(Stored data entries)
PR #1226, opened 2023-02-27
Vault Wallet file importing error

yuriy-larin-firstbridge:
Fix for Jetty error - IllegalStateException: No multipart config for servlet

### DIFF
--- a/apl-core/src/main/java/com/apollocurrency/aplwallet/apl/core/rest/endpoint/KeyStoreController.java
+++ b/apl-core/src/main/java/com/apollocurrency/aplwallet/apl/core/rest/endpoint/KeyStoreController.java
@@ -61,10 +61,6 @@ import java.util.Iterator;
 @Slf4j
 @Path("/keyStore")
 @Singleton
-/*@MultipartConfig(location="./tmp",
-    fileSizeThreshold=64 * 1024, // 64 KB,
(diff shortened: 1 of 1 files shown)


apl-core/src/main/java/com/apollocurrency/aplwallet/apl/core/rest/endpoint/KeyStoreController.java
```diff
@@ -70,12 +75,41 @@ public KeyStoreController(KMSService KMSService, SecureStorageService secureStor
         this.KMSService = KMSService;
         this.secureStorageService = secureStorageService;
         this.maxKeyStoreSize = maxKeyStoreSize;
+        ensureTempUploadDirOnInit();
```
alzinchenko, line 78: I would suggest moving this invocation to the static block of the class and 
remove the condition "if (MULTI_PART_CONFIG == null)" from ensureTempUploadDirOnInit method;

yuriy-larin-firstbridge: fixed

> I would suggest moving this invocation to the static block of the class and remove the condition "if (MULTI_PART_CONFIG == null)" from ensureTempUploadDirOnInit method;

fixed

alzinchenko (approved):

PR #916, opened 2017-01-20
add nic_monitor function so VIP can takeover by the other node WHEN t…

liangxin1300:
…he net wire been pulled

### DIFF
--- a/heartbeat/IPaddr2
+++ b/heartbeat/IPaddr2
@@ -970,6 +970,14 @@ ip_stop() {
 	exit $OCF_SUCCESS
 }
 
+nic_monitor()
+{
+        ps -ef|grep -w "NetworkManager"|grep -v grep &> /dev/null
+        if [ "$?" -ne 0 ];then
+                ethtool $NIC|grep "Link detected: yes" &> /dev/null
+        fi
+}
+
 ip_monitor() {
 	# TODO: Implement more elaborate monitoring like checking for
 	# interface health maybe via a daemon like FailSafe etc...
@@ -977,6 +985,7 @@ ip_monitor() {
 	local ip_status=`ip_served`
 	case $ip_status in
 	ok)
+                nic_monitor || return $OCF_ERR_GENERIC
 		$ARP_SEND_FUN refresh
 		return $OCF_SUCCESS
 		;;


dmuhamedagic:
Useful, but beware, ethtool depends on the hardware and network
drivers. ethtool(8) says:

	BUGS
	       Not supported (in part or whole) on all network drivers.

I am not sure whether this applies to the link detection, but
that may as well be the case.

liangxin1300:
Hi @dmuhamedagic ：
    I think this case(wire been pulled) is NOT rare,
    So, a more compatible way to the link detaction on different OS environment could be acceptable?

dmuhamedagic:
On Fri, Jan 27, 2017 at 11:47:40AM -0800, Xin Liang wrote:
> Hi @dmuhamedagic ：
>     I think this case(wire been pulled) is NOT rare,

No, it's not, though I cannot recall saying it was.

>     So, a more compatible way to the link detaction on different OS environment could be acceptable?

It's not about different OS environment, but different network
drivers and hardware. Maybe just checking the exit code would be
enough, sth like:

```
link_test() {
	local output
	output=$(ethtool $nic 2>/dev/null)
	if [ $? -ne 0 ]; then
		: interface most probably not supported
	elif echo "$output" | grep 'Link detected: no' > /dev/null; then
		return 1
	fi
	return 0
}

if ! link_test; then
	ocf_log err "ethtool reports no link"
	return $OCF_ERR_GENERIC
fi
```

I'm not sure whether this should be run on probes too: the driver
may not be loaded at the time.

NB: The code above may not be 100% correct.

bubble75:
This wont work on any interfaces except ethernet ones. bond, bridge, IPoOB, tunnels, ppp, etc.etc.etc.
There is my ifspeed agent in pacemaker extra/resources which solves the issue for any wired interfaces.

liangxin1300:
Hi @dmuhamedagic : 
     Thank you for your suggestion ！

Hi @bubble75 ：
     I just see the ifspeed agent you mentioned, great job!

     But, from the point of easy to use the HACluster,  I still think that both the IPaddr and IPaddr2 scripts could handle with the wired interfaces issues, so Users can add only one resource in the group, do not worry about ALL THE THINGS which are related to the IP or interfaces.

dmuhamedagic:
Do you care to update this pull request with the above suggestion? @bubble75, I find the code in my comment safe for non-ethernet interfaces too. Do you agree?

bubble75:
@dmuhamedagic Probably it is, but it should be thoroughly tested. Anyways, link status has nothing to IP addess IMHO.

PR #917, opened 2017-01-20
targetcli lockfile

dmartinb:
targetcli is not concurrent-safe. Using iscsi resources in different groups and shutting down a node causes race conditions.

### DIFF
--- a/heartbeat/iSCSILogicalUnit
+++ b/heartbeat/iSCSILogicalUnit
@@ -75,6 +75,8 @@ OCF_RESKEY_lio_iblock=${OCF_RESKEY_lio_iblock:-$OCF_RESKEY_lio_iblock_default}
 # OCF_RESKEY_tgt_bsopts
 # OCF_RESKEY_tgt_device_type
 
+# targetcli: iSCSITarget and iSCSILogicalUnit must use the same lockfile
+TARGETLOCKFILE=${HA_RSCTMP}/targetcli.lock
 #######################################################################
 
 meta_data() {
@@ -371,6 +373,8 @@ iSCSILogicalUnit_start() {
 		fi
 		;;
 	lio-t)
+		ocf_take_lock $TARGETLOCKFILE
+		ocf_release_lock_on_exit $TARGETLOCKFILE
 		# For lio, we first have to create a target device, then
 		# add it to the Target Portal Group as an LU.
 		ocf_run targetcli /backstores/block create name=${OCF_RESOURCE_INSTANCE} dev=${OCF_RESKEY_path} || exit $OCF_ERR_GENERIC
@@ -440,6 +444,8 @@ iSCSILogicalUnit_stop() {
 		fi
 		;;
 	lio-t)
+		ocf_take_lock $TARGETLOCKFILE
+		ocf_release_lock_on_exit $TARGETLOCKFILE
 		# "targetcli delete" will fail if the LUN is already
 		# gone. Log a warning and still push ahead.
 		ocf_run -warn targetcli /iscsi/${OCF_RESKEY_target_iqn}/tpg1/luns delete ${OCF_RESKEY_lun}
--- a/heartbeat/iSCSITarget
+++ b/heartbeat/iSCSITarget
@@ -50,6 +50,9 @@ OCF_RESKEY_portals_default="0.0.0.0:3260"
 
 # Lockfile, used for selecting a target ID
 LOCKFILE=${HA_RSCTMP}/iSCSITarget-${OCF_RESKEY_implementation}.lock
+
+# targetcli: iSCSITarget and iSCSILogicalUnit must use the same lockfile
+TARGETLOCKFILE=${HA_RSCTMP}/targetcli.lock
 #######################################################################
 
 meta_data() {
@@ -334,6 +337,8 @@ iSCSITarget_start() {
 		# number 1. In lio, creating a network portal
 		# automatically creates the corresponding target if it
 		# doesn't already exist.
+		ocf_take_lock $TARGETLOCKFILE
+		ocf_release_lock_on_exit $TARGETLOCKFILE
 		ocf_run targetcli /iscsi set global auto_add_default_portal=false || exit $OCF_ERR_GENERIC
 		ocf_run targetcli /iscsi create ${OCF_RESKEY_iqn} || exit $OCF_ERR_GENERIC
 		for portal in ${OCF_RESKEY_portals}; do
@@ -499,6 +504,8 @@ iSCSITarget_stop() {
 		ocf_run lio_node --deliqn ${OCF_RESKEY_iqn} || exit $OCF_ERR_GENERIC
 		;;
 	lio-t)
+		ocf_take_lock $TARGETLOCKFILE
+		ocf_release_lock_on_exit $TARGETLOCKFILE
 		ocf_run targetcli /iscsi delete ${OCF_RESKEY_iqn} || exit $OCF_ERR_GENERIC
 		;;
 	esac


dmuhamedagic:
Looks good.

Just a few suggestions/questions:

Is this targetcli issue documented anywhere?

The subject line (commit summary) should be a bit improved and
also follow the usual format. Say:

Mid: iSCSILogicalUnit/iSCSITarget: protect targetcli invocations with locks

Thanks!

dmartinb:
All I've found is this:
https://www.spinics.net/lists/target-devel/msg07464.html
https://bugs.launchpad.net/cinder/+bug/1460692

The issue is targetcli-rtslib writes the target configuration to a configfs filesystem with no synchronized access. This produces unexpected results with multiple resources.

dmuhamedagic:
On Thu, Feb 16, 2017 at 01:38:50PM -0800, dmartinb wrote:
> All I've found is this:
> https://www.spinics.net/lists/target-devel/msg07464.html
> https://bugs.launchpad.net/cinder/+bug/1460692
> 
> The issue is targetcli-rtslib writes the target configuration to a configfs filesystem with no synchronized access. This produces unexpected results with multiple resources.

Thank you for the links and explanation. It took me a while to
digest the information. Not that I have yet, but we can merge
this. It's a pity that such important information is only
available incidentally.

lge:
Note: ocf_take_lock is NOT actually safe to use.

As implemented, it uses "echo $pid > lockfile" to create the lockfile,
which means if several such "ocf_take_lock" happen at the same time,
they all "succeed", only the last one will be the "visible" one to future waiters.

Maybe we should change it to 
```
while ! ( set -C; echo $pid > lockfile ); do
    if test -e lockfile ; then
        : error handling for existing lockfile, stale lockfile detection
    else
        : error handling for not being able to create lockfile
    fi
done
: only reached if lockfile was successfully created
```

(or use flock or other tools designed for that purpose)

In this case, actually it would be best to fix the lio tools.

dmuhamedagic:
On Wed, Jun 07, 2017 at 05:52:33AM -0700, Lars Ellenberg wrote:
> Note: ocf_take_lock is NOT actually safe to use.
> 
> As implemented, it uses "echo $pid > lockfile" to create the lockfile,
> which means if several such "ocf_take_lock" happen at the same time,
> they all "succeed", only the last one will be the "visible" one to future waiters.

Ugh.

> Maybe we should change it to 
> ```
> while ! ( set -C; echo $pid > lockfile ); do
>     if test -e lockfile ; then
>         : error handling for existing lockfile, stale lockfile detection
>     else
>         : error handling for not being able to create lockfile
>     fi
> done
> : only reached if lockfile was successfully created
> ```
> 
> (or use flock or other tools designed for that purpose)

flock would probably be the easiest. mkdir would do too, but for
upgrade issues.

> In this case, actually it would be best to fix the lio tools.

Seems to be a long standing issue, I guess that somebody already
raised it before.

lge:
Repost to a wider audience, to raise awareness for this.
ocf_take_lock may or may not be better than nothing.

It at least "annotates" that the auther would like to protect something
that is considered a "critical region" of the resource agent.

At the same time, it does NOT deliver what the name seems to imply.

I think I brought this up a few times over the years, but was not noisy
enough about it, because it seemed not important enough: no-one was
actually using this anyways.

But since new usage has been recently added with
[ClusterLabs/resource-agents] targetcli lockfile (#917)
here goes:

On Wed, Jun 07, 2017 at 02:49:41PM -0700, Dejan Muhamedagic wrote:
> On Wed, Jun 07, 2017 at 05:52:33AM -0700, Lars Ellenberg wrote:
> > Note: ocf_take_lock is NOT actually safe to use.
> > 
> > As implemented, it uses "echo $pid > lockfile" to create the lockfile,
> > which means if several such "ocf_take_lock" happen at the same time,
> > they all "succeed", only the last one will be the "visible" one to future waiters.
> 
> Ugh.

Exactly.

Reproducer:
#############################################################
#!/bin/bash
export OCF_ROOT=/usr/lib/ocf/ ;
.  /usr/lib/ocf/lib/heartbeat/ocf-shellfuncs ;

x() (
	ocf_take_lock dummy-lock ;
	ocf_release_lock_on_exit dummy-lock  ;
	set -C;
	echo x > protected && sleep 0.15 && rm -f protected || touch BROKEN;
);

mkdir -p /run/ocf_take_lock_demo
cd /run/ocf_take_lock_demo
rm -f BROKEN; i=0;
time while ! test -e BROKEN; do
	x &  x &
	wait;
	i=$(( i+1 ));
done ;
test -e BROKEN && echo "reproduced race in $i iterations"
#############################################################

x() above takes, and, because of the () subshell and
ocf_release_lock_on_exit, releases the "dummy-lock",
and within the protected region of code,
creates and removes a file "protected".

If ocf_take_lock was good, there could never be two instances
inside the lock, so echo x > protected should never fail.

With the current implementation of ocf_take_lock,
it takes "just a few" iterations here to reproduce the race.
(usually within a minute).

The races I see in ocf_take_lock:
"creation race":
	test -e $lock
		# someone else may create it here
	echo $$ > $lock
		# but we override it with ours anyways

"still empty race":
	test -e $lock	# maybe it already exists (open O_CREAT|O_TRUNC)
			# but does not yet contain target pid,
	pid=`cat $lock` # this one is empty,
	kill -0 $pid    # and this one fails
	and thus a "just being created" one is considered stale

There are other problems around "stale pid file detection",
but let's not go into that minefield right now.

> > Maybe we should change it to 
> > ```
> > while ! ( set -C; echo $pid > lockfile ); do
> >     if test -e lockfile ; then
> >         : error handling for existing lockfile, stale lockfile detection
> >     else
> >         : error handling for not being able to create lockfile
> >     fi
> > done
> > : only reached if lockfile was successfully created
> > ```
> > 
> > (or use flock or other tools designed for that purpose)
> 
> flock would probably be the easiest. mkdir would do too, but for
> upgrade issues.

and, being part of util-linux, flock should be available "everywhere".

but because writing "wrappers" around flock similar to the intended
semantics of ocf_take_lock and ocf_release_lock_on_exit is not easy
either, usually you'd be better of using flock directly in the RA.

so, still trying to do this with shell:

"set -C" (respectively set -o noclober):
	If set, disallow existing regular files to be overwritten
	by redirection of output.

normal '>' means: O_WRONLY|O_CREAT|O_TRUNC,
set -C '>' means: O_WRONLY|O_CREAT|O_EXCL

using "set -C ; echo $$ > $lock" instead of 
"test -e $lock || echo $$ > $lock"
gets rid of the "creation race".

To get rid of the "still empty race",
we'd need to play games with hardlinks:

(
set -C
success=false
if echo $$ > .$lock ; then
	ln .$lock $lock && success=true
	rm -f .$lock
fi
$success
)

That should be "good enough",
and much better than what we have now.



back to a possible "flock" wrapper,
maybe something like this:

ocf_synchronize() {
	local lockfile=$1
	shift
	(
		flock -x 8 || exit 1
		( "$@" ) 8>&-
	) 8> "$lockfile"
}
# and then
ocf_synchronize my_exclusive_shell_function with some args

As this runs in subshells,
it would not be able to change any variales visible
to the rest of the script, which may limit its usefulness.


or maybe, have a ocf_rarun_synchronized(),
that will do (directly from the flock man page):
   [ "${FLOCKER}" != "$0" ] && exec env FLOCKER="$0" flock -e "$0" "$0" "$@" || :
with nonblocking and timeout variants?


I'd very much like some volunteer to step forward
and implement the actual patch...


Cheers,

	Lars

dmuhamedagic:
Thanks for the analysis. I'm also not sure how to handle the
stale lock files. Perhaps to skip the "empty pidfile" case as
normally it should never happen. Been tempted to turn to C as
anyway the whole business is around system or libc calls, but I'm
not sure whether that would help either.

dmuhamedagic:
I managed to make something to fix this, will make a pr soon.

dmartinb:
In order to use flock, the (ocf_take_lock, ocf_release_lock_on_exit) approach doesn't seem to work because the lock is dropped when the block exits. But maybe inserting this piece of code directly in the RA instead...

```bash
# prepare exclusive lock
local lockfile=/var/lock/dummy.lock
local lockfd=200
local rnd=$(ocf_maybe_random)

eval "exec $lockfd>$lockfile"

until flock -n $lockfd
do
   ocf_log info "Sleeping until $lockfile is released..."
   sleep 0.$rnd
done
# critical section

# exit block: end of critical section
```

It seems clean and reliable. What do you think?

PR #920, opened 2017-01-27
Adds support for fstype=zfs on Filesystem resource agent

pruiz:
This is requiered when using a zfs dataset with mountpoint=legacy in
order to mount/umount such dataset as a cluster resource.


oalbrigt:
Thanks.

PR #923, opened 2017-02-01
galera: revert "long SST monitoring" PR #684 and #762

dciabrin:
The current monitoring of long running SST does not work as expected.
A new monitoring approach is being implemented to tackle the issue;
until then, revert these PR.

Revert tested with ra-tester


oalbrigt:
Thanks.

PR #924, opened 2017-02-01
Medium: exportfs: Only strip brackets from edges of clientspec

krig:
regexps are valid inputs to clientspec (like `node[0-2].example.com`), which breaks if internal brackets are stripped.

Technically, removing from the beginning and end also breaks some regexps, but at least this should help some cases.

### DIFF
--- a/heartbeat/exportfs
+++ b/heartbeat/exportfs
@@ -266,11 +266,14 @@ is_exported() {
 
 exportfs_monitor ()
 {
+	local spec
+
 	if ! ha_pseudo_resource "${OCF_RESOURCE_INSTANCE}" monitor; then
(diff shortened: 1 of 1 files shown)


oalbrigt:
There's something wrong with the substitution:
$ OCF_RESKEY_clientspec="[[ddf::fff:ddd]]"
$ echo "${${OCF_RESKEY_clientspec#[}%]}"
bash: ${${OCF_RESKEY_clientspec#[}%]}: bad substitution

krig:
Bah, shell.. OK, I'll try to fix it :)

krig:
Alright, it seems to work now.

oalbrigt:
Thanks.

PR #927, opened 2017-02-05
Fix Route for IPv6 default gateway

tbe:
The IPv6 ressource checks the "destination" paramter for a ":" to decide if
the route is IPv4 or IPv6. If the destination is "default", it always assumes that
IPv4 is given, even it the gateway has a ":" in it.

The "gateway" parameter is more failsave for this, so we changed the logic to it.

### DIFF
--- a/heartbeat/Route
+++ b/heartbeat/Route
@@ -291,7 +291,7 @@ done
 
 route_validate || exit $?
 
-case $OCF_RESKEY_destination in
+case $OCF_RESKEY_gateway in
 *:*) addr_family="-6" ;;
   *) addr_family="-4" ;;
 esac


dmuhamedagic:
Obviously the "default" case wasn't covered correctly. But what
if the gateway is not specified (the route could also be via a
device)? Could the user provide a name instead of an IP address
for gateway? Would perhaps something like this be better:

case "$OCF_RESKEY_destination $OCF_RESKEY_gateway" in
*:*) addr_family="-6" ;;
  *) addr_family="-4" ;;
esac

tbe:
if names are a supported usecase, we would need an additional parameter like "addr_family".

If both, the destination and the gateway are names, we can not decide if the route is ipv4 or ipv6.

dmuhamedagic:
Yes, obviously.

However, you neither responded to other questions nor commented
on the proposed alternative.

CAPSLOCK2000:
This wil fail if destination is an aliased network interface, eg 'ip route add default dev eth0:4'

Task item
Count up the lines above in which the word "endpoint" appears, and give nothing but that count.

Response
3